Truist has independently identified a prospective subscription business model that could eventually generate approximately $20 billion in additional revenue. Meta has also recently finalized a data center partnership with Reliance in India, broadening its AI infrastructure capabilities.
Impressive Quarterly Results Amid Ongoing Concerns
Meta’s most recent earnings report exceeded expectations. The technology giant delivered Q1 earnings per share of $10.44, substantially surpassing the analyst consensus of $6.67. Revenue reached $56.31 billion, representing a 33.1% year-over-year increase and beating projections of $55.56 billion.
The corporation announced a quarterly dividend of $0.525 per share, scheduled for distribution on June 25 to shareholders of record as of June 15.
Institutional investors control 79.91% of META shares. Headwater Capital expanded its holdings by 294.7% during Q1, acquiring an additional 112,000 shares. Verus Capital Partners increased its stake by 12.9% in the fourth quarter.
However, not all indicators are positive. CFO Susan Li divested $5.6 million in stock during May through a pre-established trading arrangement. Insider Curtis Mahoney similarly reduced his holdings. Throughout the past 90 days, company insiders have sold more than 41,000 shares totaling approximately $25.6 million.
Regulatory challenges persist as well.
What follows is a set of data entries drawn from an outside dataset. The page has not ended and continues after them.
PR #3546, opened 2023-03-17
Issue: MAGMA variable batch LU solver example

artv3:
This is PR holds an example of trying to exercise MAGMA's variable batch LU factorization and solver routines. 

At the moment I have the factorization working; however since there is no direct companion solver routine I am trying to use the `magmablas_dtrsm_vbatched` routines to form a solver. Unfortunately I am not sure how to call the function properly. I'm hoping if someone from the MAGMA team has some time the could take a look at main.cpp.


examples/main.cpp
```diff
@@ -0,0 +1,222 @@
...
+   //Current error:
+   // hip error code: 'hipErrorInvalidValue':1 at /long_pathname_so_that_rpms_can_package_the_debug_info/data/driver/rocBLAS/library/src/rocblas_auxiliary.cpp:633
+   //
+
+
+   //L(Ux) = b //lower solve
+   magmablas_dtrsm_vbatched(MagmaLeft, MagmaLower, MagmaNoTrans,
+                            MagmaNonUnit,
+                            num_of_rows.ReadWrite(),
+                            rhs_num_of_cols.ReadWrite(),
```
nbeams, line 193: I believe that error is coming from `magma_getvector`, which is called in `magmablas_dtrsm_vbatched`: 

```
    // compute the max. dimensions
    magma_imax_size_2(m, n, batchCount, queue);
    magma_int_t max_m, max_n;
    magma_getvector(1, sizeof(magma_int_t), &m[batchCount], 1, &max_m, 1, queue);
    magma_getvector(1, sizeof(magma_int_t), &n[batchCount], 1, &max_n, 1, queue);
    ```
    so both the `m` and `n` arrays need to be of size `NE + 1`.  The `magma_imax_size_2` function will put the max value in the "extra" spot at the end.  That's why `trsm_vbatched` is trying to copy the last elements of the arrays, assuming that the arrays are of length `batchCount + 1`.
    
  So, both `num_of_rows` and `rhs_num_of_cols` need to be 1 element larger, but you don't have to initialize the last element (MAGMA will do that).

File: examples/main.cpp [hunk 2]
```diff
@@ -0,0 +1,222 @@
...
+   //
+   //Question: How do we perform the batch LU/Solve ?
+   //
+
+
+   //rhs only has 1 column
+   Array<int> rhs_num_of_cols(NE);
+   rhs_num_of_cols = 1;
+
+   //Question: Do we need to perform the pivoting ourselfs?
```
nbeams, line 166: Yes, I believe so.  The `dgetrs_batched` routine uses `magma_zlaswp_rowserial_batched` with the `dipiv_array`.  But, it looks like the `vbatched` version is slightly different ("left" and "right" versions).

artv3:
Thanks @nbeams! and to confirm, we have to apply the pivoting ourselves to the RHS prior to making the solve call?

nbeams:
Correct.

European Union authorities mandated that Meta provide rival AI chatbot developers access to WhatsApp. A legal decision rejected Meta’s request for a new trial in litigation concerning youth social media addiction. Additionally, reports of an AI vulnerability that enabled unauthorized Instagram account access created further complications.
Wall Street Price Targets
The average analyst price target stands at $840.60, supported by 35 Buy ratings, 9 Hold ratings, and a single Sell recommendation. Barclays elevated its target to $830, Stifel maintains an $780 objective, and Wolfe Research decreased its target to $800 while preserving an Outperform rating. Both Benchmark and Arete Research initiated coverage with Buy ratings in early June.
Meta’s current market capitalization is $1.44 trillion, with a price-to-earnings ratio of 20.76 and a PEG ratio of 1.04.